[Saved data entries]
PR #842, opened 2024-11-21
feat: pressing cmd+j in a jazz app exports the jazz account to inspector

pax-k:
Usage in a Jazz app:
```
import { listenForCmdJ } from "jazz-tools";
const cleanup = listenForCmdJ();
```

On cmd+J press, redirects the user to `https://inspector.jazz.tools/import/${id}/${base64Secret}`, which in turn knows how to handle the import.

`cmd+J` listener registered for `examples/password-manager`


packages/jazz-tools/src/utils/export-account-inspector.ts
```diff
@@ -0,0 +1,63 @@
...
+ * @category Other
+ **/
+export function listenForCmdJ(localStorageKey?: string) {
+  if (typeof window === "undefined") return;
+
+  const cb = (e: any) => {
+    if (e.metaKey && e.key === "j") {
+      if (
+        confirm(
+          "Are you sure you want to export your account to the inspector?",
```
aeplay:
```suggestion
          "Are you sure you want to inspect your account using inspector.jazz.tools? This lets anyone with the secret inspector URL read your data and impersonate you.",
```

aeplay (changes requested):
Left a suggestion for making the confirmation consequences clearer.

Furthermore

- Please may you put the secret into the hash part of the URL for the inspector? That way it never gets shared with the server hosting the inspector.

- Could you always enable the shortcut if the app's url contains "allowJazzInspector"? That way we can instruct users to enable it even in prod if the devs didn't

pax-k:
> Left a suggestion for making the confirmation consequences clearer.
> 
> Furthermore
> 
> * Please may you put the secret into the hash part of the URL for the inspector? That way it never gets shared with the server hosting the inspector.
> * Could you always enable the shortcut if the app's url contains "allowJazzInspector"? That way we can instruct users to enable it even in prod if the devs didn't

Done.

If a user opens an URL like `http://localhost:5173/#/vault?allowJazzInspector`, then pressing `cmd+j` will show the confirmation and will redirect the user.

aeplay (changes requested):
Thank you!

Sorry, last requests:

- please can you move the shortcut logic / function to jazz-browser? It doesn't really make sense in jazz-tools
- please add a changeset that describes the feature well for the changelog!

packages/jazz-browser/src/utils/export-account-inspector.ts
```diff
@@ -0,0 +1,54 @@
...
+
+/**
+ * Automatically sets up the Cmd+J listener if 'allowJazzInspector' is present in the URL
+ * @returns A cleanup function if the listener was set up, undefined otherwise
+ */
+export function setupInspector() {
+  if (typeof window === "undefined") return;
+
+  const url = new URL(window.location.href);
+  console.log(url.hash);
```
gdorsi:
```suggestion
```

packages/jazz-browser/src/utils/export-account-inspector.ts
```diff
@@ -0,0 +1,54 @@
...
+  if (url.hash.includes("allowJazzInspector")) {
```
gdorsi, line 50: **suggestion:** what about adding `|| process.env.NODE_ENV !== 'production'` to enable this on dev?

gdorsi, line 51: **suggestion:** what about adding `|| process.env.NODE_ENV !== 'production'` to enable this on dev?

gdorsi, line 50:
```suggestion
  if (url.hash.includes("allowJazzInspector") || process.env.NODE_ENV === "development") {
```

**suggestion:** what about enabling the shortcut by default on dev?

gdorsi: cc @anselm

...

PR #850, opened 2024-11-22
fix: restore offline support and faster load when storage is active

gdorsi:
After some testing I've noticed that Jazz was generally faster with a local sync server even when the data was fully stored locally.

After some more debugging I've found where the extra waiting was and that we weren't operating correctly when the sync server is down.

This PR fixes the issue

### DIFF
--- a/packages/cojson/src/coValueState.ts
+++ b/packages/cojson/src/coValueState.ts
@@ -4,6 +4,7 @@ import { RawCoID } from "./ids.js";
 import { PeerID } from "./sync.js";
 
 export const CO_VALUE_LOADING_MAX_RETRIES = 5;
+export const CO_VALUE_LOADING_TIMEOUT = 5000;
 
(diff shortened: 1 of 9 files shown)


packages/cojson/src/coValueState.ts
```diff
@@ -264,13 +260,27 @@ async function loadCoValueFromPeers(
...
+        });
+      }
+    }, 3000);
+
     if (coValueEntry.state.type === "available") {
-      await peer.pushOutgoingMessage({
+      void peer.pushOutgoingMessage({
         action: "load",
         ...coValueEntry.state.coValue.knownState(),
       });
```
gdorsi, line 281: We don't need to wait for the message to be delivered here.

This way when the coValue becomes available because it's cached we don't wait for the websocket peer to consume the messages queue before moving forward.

● WHAT NEEDS TO BE DONE: Among the entries above, locate the lines containing "PR #850, opened 2024-11-22" and "gdorsi, line 281: We", and transcribe exactly those two lines and all lines between.

● SOLUTION TO THE EXERCISE:
PR #850, opened 2024-11-22
fix: restore offline support and faster load when storage is active

gdorsi:
After some testing I've noticed that Jazz was generally faster with a local sync server even when the data was fully stored locally.

After some more debugging I've found where the extra waiting was and that we weren't operating correctly when the sync server is down.

This PR fixes the issue

### DIFF
--- a/packages/cojson/src/coValueState.ts
+++ b/packages/cojson/src/coValueState.ts
@@ -4,6 +4,7 @@ import { RawCoID } from "./ids.js";
 import { PeerID } from "./sync.js";
 
 export const CO_VALUE_LOADING_MAX_RETRIES = 5;
+export const CO_VALUE_LOADING_TIMEOUT = 5000;
 
(diff shortened: 1 of 9 files shown)


packages/cojson/src/coValueState.ts
```diff
@@ -264,13 +260,27 @@ async function loadCoValueFromPeers(
...
+        });
+      }
+    }, 3000);
+
     if (coValueEntry.state.type === "available") {
-      await peer.pushOutgoingMessage({
+      void peer.pushOutgoingMessage({
         action: "load",
         ...coValueEntry.state.coValue.knownState(),
       });
```
gdorsi, line 281: We don't need to wait for the message to be delivered here.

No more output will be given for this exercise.